** SUPPLIED RECORDS **
• • •
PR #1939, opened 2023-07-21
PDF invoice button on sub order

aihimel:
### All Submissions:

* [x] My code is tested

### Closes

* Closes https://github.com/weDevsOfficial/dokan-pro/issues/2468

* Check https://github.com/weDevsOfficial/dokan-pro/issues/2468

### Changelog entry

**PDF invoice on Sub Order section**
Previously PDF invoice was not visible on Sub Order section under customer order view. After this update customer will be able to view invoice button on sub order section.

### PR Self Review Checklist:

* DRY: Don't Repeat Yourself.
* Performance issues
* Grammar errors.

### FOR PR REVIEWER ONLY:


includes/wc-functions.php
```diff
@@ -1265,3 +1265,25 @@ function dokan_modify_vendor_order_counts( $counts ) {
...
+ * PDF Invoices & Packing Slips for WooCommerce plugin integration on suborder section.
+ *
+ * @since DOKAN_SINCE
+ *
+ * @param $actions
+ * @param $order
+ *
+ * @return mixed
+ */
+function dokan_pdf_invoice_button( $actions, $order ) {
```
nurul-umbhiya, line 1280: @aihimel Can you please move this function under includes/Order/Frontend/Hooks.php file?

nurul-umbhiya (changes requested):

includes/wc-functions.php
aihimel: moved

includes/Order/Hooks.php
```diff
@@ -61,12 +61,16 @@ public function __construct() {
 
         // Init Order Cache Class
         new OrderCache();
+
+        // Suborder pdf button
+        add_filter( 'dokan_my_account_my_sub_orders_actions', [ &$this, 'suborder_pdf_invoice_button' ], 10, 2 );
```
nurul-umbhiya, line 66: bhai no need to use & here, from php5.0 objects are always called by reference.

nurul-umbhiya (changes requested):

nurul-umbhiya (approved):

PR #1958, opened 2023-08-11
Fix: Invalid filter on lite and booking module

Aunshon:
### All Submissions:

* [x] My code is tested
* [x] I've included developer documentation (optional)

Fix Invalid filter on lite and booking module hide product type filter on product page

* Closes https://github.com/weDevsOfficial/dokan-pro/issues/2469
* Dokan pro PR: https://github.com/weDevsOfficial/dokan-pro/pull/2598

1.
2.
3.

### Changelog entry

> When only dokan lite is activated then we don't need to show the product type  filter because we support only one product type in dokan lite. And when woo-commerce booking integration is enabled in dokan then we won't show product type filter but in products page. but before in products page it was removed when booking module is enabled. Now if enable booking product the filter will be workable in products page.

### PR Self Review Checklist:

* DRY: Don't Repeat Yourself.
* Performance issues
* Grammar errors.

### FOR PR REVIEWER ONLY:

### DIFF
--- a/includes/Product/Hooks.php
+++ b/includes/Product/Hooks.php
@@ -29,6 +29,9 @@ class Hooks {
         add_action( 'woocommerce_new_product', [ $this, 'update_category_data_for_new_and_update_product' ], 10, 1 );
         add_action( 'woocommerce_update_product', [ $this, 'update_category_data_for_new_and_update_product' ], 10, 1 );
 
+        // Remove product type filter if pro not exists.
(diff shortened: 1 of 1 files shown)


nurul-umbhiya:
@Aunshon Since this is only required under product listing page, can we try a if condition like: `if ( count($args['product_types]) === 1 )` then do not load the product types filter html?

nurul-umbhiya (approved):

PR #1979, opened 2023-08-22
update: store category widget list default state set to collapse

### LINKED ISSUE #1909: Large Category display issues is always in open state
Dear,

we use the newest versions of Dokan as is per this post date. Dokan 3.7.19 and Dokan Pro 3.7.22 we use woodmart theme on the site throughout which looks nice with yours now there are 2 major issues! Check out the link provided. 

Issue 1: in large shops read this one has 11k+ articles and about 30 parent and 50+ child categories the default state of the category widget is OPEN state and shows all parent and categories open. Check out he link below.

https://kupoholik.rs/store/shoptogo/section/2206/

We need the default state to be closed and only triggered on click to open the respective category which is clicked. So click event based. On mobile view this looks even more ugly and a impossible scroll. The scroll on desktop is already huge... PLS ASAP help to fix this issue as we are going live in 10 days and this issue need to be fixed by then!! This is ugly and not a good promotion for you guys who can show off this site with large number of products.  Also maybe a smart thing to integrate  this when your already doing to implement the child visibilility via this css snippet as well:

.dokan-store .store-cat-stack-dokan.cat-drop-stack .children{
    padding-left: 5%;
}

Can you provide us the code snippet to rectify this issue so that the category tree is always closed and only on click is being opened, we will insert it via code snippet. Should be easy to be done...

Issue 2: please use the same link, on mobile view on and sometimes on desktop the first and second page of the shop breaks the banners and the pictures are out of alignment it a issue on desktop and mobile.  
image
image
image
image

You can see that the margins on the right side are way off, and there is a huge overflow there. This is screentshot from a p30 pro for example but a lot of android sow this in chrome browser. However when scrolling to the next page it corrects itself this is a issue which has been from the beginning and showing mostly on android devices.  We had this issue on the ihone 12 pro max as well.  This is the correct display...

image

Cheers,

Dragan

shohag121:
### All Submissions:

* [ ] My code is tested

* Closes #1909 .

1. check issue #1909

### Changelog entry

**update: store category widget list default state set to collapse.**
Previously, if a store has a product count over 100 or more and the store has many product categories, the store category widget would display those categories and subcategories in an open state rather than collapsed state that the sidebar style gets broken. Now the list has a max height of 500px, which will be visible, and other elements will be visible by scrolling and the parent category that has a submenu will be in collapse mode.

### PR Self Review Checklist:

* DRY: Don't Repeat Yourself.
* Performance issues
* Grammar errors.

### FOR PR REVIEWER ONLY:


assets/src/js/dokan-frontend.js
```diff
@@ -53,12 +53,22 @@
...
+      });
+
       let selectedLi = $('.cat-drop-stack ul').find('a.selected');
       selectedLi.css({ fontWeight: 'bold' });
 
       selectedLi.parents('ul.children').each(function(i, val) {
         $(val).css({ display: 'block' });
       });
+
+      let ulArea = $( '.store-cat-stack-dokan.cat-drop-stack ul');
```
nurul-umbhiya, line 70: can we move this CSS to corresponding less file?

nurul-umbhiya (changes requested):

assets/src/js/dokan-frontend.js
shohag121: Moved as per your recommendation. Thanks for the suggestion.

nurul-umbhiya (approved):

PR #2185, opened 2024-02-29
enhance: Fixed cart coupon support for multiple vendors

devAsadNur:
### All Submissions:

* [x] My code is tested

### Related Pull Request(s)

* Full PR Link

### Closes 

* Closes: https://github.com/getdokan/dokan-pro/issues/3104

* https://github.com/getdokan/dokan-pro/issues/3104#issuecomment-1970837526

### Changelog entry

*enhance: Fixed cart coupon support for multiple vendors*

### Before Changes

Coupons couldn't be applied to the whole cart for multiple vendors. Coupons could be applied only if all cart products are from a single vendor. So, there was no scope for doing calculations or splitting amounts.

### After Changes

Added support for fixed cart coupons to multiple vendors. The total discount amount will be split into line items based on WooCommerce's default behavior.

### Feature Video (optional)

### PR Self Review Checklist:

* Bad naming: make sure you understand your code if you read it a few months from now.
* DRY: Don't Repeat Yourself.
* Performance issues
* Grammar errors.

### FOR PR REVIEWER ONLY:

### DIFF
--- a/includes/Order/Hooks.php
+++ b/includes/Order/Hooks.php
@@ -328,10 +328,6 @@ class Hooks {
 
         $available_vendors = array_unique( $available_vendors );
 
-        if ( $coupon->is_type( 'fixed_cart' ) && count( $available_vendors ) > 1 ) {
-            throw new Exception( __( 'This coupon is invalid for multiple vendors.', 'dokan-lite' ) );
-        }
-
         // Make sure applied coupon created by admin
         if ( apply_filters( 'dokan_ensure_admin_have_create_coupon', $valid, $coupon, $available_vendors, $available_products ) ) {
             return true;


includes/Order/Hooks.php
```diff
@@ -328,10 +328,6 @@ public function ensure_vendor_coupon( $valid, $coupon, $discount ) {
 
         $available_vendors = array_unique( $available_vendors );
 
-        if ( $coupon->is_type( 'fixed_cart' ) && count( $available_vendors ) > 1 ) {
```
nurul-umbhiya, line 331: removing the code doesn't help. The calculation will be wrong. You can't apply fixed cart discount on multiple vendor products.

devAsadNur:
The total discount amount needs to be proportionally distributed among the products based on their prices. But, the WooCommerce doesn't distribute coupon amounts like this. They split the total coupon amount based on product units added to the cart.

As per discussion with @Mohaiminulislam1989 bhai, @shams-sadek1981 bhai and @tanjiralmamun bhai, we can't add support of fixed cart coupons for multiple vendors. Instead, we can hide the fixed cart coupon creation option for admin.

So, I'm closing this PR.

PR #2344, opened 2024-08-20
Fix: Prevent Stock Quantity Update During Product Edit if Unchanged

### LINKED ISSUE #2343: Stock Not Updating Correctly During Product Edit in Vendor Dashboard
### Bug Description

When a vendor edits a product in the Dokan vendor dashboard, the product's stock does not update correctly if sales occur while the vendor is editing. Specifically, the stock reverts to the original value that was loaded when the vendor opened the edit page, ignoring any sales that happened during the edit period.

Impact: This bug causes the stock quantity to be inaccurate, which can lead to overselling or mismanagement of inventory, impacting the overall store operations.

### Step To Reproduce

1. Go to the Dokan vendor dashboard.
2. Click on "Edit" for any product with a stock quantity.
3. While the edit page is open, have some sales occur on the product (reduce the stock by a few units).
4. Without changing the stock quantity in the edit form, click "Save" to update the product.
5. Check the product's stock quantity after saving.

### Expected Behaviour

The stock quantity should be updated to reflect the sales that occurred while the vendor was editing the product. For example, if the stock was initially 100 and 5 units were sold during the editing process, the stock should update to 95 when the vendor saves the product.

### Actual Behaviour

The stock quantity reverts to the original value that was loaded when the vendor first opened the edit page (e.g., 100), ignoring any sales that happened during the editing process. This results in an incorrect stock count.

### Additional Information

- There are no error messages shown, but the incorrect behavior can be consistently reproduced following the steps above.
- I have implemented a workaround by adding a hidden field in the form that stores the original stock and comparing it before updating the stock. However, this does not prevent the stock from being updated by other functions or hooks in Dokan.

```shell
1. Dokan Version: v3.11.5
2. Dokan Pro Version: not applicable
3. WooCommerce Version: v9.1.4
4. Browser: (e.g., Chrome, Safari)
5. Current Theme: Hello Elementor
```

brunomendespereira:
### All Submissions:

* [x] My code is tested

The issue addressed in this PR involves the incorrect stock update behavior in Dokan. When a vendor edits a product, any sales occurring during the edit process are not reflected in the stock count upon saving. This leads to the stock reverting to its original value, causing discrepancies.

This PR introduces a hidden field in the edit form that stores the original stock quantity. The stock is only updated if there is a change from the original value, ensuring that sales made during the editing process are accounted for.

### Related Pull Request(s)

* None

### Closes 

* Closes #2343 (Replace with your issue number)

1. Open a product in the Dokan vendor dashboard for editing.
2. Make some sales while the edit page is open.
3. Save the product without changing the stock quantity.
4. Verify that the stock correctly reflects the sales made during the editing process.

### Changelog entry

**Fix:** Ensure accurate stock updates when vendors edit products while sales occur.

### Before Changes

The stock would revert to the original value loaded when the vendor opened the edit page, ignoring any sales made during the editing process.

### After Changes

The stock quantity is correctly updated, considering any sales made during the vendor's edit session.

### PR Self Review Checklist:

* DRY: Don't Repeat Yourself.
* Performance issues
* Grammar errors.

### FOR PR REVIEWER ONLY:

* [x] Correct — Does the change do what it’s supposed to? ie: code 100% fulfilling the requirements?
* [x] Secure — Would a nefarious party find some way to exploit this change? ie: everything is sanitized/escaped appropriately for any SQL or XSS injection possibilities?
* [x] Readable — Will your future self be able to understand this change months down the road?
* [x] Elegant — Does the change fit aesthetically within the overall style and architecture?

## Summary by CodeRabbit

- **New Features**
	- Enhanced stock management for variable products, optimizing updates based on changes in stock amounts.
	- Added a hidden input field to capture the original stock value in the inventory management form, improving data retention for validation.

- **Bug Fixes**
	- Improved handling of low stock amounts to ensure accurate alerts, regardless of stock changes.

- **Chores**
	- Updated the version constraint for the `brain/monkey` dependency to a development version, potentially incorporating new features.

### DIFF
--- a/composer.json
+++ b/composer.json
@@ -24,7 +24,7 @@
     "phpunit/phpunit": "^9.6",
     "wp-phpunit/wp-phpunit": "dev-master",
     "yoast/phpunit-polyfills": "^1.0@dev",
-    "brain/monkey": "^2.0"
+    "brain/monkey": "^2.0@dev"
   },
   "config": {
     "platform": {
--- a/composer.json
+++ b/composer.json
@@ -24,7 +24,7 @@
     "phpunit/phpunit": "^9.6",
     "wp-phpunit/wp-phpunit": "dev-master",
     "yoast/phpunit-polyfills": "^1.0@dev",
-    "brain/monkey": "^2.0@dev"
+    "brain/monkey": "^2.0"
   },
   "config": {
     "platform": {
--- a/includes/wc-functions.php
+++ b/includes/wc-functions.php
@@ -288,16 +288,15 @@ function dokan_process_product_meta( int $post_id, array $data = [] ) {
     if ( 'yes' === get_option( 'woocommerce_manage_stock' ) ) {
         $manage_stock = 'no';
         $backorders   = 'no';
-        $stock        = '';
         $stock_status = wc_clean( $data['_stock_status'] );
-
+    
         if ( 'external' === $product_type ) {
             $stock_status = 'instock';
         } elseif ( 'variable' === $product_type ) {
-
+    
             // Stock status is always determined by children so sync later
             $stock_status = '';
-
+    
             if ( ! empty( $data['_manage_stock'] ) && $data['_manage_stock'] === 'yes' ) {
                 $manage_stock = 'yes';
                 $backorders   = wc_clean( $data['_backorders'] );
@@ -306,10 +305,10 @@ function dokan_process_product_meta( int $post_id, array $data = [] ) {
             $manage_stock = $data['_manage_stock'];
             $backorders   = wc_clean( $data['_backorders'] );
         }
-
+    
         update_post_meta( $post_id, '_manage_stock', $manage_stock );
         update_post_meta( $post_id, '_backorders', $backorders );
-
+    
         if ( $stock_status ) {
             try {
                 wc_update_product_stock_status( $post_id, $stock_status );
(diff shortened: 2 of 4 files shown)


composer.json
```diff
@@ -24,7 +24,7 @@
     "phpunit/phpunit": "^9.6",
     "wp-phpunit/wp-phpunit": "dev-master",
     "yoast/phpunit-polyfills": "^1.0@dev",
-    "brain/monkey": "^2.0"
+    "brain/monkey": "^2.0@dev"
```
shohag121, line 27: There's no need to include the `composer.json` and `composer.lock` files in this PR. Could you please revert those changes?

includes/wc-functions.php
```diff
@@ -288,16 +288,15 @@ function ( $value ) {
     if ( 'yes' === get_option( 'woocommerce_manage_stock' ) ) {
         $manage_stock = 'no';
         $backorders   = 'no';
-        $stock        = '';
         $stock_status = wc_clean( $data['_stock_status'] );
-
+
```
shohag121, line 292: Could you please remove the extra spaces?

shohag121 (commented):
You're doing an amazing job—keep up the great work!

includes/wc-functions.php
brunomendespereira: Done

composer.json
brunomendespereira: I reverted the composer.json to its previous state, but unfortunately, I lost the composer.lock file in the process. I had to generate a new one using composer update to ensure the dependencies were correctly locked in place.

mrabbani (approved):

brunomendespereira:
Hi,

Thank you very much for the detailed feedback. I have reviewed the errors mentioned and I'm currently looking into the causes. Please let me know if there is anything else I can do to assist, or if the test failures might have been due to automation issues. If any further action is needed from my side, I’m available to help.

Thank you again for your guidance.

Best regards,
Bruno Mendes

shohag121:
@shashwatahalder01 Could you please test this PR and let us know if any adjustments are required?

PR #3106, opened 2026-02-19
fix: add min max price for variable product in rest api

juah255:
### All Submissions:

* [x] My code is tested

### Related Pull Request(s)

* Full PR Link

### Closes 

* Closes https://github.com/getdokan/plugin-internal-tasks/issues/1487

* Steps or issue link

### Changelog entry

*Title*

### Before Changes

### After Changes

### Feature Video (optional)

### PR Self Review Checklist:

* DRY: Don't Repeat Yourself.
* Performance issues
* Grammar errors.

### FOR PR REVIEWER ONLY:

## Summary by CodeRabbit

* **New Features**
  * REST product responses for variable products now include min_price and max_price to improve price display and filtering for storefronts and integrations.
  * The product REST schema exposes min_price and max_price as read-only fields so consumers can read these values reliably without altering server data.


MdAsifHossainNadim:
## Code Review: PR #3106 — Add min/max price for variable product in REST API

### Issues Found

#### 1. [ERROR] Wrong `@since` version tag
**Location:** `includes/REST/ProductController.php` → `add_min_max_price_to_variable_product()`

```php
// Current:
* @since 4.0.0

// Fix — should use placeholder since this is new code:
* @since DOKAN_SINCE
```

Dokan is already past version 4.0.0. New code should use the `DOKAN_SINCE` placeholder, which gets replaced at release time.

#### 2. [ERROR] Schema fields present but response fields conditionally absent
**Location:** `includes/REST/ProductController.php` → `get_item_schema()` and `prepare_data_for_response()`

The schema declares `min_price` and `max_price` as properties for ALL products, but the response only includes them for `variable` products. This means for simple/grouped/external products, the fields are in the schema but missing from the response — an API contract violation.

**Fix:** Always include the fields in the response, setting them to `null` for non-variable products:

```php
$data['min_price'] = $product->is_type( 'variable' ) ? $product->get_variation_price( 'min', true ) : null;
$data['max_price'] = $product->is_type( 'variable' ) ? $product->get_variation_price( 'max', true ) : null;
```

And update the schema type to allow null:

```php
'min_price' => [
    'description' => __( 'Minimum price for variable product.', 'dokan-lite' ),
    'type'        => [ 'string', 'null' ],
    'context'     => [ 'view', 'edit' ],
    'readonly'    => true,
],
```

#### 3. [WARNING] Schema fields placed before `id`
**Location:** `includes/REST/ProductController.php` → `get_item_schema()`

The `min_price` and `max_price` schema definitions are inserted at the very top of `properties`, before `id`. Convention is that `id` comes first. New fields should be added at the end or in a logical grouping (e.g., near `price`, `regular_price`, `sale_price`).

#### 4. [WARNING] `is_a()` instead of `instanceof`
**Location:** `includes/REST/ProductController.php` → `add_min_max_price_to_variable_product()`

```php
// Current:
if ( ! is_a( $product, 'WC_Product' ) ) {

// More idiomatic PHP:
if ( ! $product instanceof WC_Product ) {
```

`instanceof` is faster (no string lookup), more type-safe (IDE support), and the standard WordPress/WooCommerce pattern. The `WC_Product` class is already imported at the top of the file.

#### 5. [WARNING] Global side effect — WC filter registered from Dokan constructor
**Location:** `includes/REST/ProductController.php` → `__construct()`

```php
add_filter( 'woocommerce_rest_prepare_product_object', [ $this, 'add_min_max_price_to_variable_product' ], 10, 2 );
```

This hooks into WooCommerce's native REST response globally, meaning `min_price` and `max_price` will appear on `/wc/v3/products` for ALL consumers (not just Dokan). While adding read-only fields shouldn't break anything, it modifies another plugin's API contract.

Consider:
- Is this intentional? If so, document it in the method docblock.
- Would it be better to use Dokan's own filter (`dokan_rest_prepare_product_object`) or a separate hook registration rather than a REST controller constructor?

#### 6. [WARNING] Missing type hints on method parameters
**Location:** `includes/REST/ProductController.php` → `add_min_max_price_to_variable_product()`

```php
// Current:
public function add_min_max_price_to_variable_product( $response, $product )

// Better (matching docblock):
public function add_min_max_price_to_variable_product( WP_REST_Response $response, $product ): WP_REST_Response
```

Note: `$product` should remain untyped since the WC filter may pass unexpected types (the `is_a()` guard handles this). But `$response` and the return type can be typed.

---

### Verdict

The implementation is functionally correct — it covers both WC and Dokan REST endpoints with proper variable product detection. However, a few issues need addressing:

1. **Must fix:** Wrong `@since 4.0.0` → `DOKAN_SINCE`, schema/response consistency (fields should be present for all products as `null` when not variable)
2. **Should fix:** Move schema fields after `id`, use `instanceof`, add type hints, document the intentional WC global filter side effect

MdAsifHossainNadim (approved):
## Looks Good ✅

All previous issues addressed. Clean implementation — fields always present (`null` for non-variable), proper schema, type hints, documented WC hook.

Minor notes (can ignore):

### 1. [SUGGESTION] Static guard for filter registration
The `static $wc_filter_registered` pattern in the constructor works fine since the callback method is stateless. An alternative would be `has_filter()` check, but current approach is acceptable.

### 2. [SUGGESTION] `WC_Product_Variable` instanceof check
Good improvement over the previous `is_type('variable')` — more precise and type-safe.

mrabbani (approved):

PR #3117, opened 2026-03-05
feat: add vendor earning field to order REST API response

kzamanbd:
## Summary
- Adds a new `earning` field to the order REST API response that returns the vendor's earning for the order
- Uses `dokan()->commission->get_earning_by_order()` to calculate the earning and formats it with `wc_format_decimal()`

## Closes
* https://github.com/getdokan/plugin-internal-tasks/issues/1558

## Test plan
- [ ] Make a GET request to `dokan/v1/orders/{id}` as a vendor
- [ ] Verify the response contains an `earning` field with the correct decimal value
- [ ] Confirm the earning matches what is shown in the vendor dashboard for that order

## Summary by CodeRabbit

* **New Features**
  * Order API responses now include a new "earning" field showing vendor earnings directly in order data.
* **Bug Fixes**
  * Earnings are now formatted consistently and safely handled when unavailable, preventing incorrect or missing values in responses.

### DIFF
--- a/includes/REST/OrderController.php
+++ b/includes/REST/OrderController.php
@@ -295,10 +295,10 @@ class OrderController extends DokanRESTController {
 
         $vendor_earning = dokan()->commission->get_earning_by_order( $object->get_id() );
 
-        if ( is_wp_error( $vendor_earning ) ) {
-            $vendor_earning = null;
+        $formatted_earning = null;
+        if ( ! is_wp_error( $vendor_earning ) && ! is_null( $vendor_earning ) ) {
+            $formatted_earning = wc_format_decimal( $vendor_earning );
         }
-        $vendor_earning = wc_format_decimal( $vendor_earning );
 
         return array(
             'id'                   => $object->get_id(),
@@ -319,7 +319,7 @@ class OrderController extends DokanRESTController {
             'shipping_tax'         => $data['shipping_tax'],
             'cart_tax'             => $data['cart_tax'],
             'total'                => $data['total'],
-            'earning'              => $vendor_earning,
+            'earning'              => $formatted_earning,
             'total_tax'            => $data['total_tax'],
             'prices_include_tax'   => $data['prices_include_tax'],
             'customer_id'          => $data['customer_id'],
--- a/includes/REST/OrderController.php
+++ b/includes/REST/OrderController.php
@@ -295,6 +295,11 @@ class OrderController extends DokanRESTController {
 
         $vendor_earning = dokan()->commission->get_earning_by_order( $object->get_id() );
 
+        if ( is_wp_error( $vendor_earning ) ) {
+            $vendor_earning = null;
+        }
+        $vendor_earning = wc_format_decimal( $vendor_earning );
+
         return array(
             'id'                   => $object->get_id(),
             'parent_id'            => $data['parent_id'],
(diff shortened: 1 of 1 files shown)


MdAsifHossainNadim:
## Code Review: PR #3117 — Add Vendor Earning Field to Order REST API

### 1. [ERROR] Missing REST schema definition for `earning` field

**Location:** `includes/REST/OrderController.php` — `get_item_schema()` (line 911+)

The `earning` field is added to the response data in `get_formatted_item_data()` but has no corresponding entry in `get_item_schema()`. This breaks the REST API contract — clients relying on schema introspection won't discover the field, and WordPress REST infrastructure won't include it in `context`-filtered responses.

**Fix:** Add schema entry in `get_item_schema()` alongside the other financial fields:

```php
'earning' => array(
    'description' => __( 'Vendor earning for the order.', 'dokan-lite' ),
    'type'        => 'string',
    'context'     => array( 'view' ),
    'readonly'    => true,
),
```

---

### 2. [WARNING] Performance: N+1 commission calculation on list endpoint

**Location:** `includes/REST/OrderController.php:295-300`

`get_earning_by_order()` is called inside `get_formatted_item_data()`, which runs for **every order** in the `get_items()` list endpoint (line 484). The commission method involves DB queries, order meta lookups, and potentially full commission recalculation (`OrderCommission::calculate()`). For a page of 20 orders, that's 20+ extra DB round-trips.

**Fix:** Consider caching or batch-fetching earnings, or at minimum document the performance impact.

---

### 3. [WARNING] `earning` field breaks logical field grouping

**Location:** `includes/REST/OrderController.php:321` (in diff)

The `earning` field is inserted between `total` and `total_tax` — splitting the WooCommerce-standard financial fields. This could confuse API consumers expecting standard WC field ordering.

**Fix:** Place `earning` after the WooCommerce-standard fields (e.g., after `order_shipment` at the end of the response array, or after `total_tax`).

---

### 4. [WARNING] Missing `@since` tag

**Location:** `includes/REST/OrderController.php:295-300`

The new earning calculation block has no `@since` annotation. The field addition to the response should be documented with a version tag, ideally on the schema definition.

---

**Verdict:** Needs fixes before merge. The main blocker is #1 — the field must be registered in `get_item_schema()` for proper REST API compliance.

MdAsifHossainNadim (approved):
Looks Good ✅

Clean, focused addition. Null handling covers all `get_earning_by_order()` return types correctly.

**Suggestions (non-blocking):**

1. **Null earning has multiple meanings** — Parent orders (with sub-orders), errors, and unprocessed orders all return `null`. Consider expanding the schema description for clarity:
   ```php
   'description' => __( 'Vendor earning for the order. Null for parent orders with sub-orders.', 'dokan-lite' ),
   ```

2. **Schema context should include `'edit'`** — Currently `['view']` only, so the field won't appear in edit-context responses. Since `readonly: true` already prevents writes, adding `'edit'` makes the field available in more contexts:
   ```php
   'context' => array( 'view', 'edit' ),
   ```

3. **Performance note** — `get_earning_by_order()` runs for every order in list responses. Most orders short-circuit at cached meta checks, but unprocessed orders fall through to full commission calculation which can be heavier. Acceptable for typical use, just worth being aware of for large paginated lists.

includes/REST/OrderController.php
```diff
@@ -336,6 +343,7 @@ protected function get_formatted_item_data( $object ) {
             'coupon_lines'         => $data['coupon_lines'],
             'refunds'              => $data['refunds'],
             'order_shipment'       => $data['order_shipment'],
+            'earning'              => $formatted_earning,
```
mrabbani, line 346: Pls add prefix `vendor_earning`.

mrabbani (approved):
• • •
If a line in the data holds the string "handling", copy that line.

** PROBLEM SOLUTION **
	- Improved handling of low stock amounts to ensure accurate alerts, regardless of stock changes.
Clean, focused addition. Null handling covers all `get_earning_by_order()` return types correctly.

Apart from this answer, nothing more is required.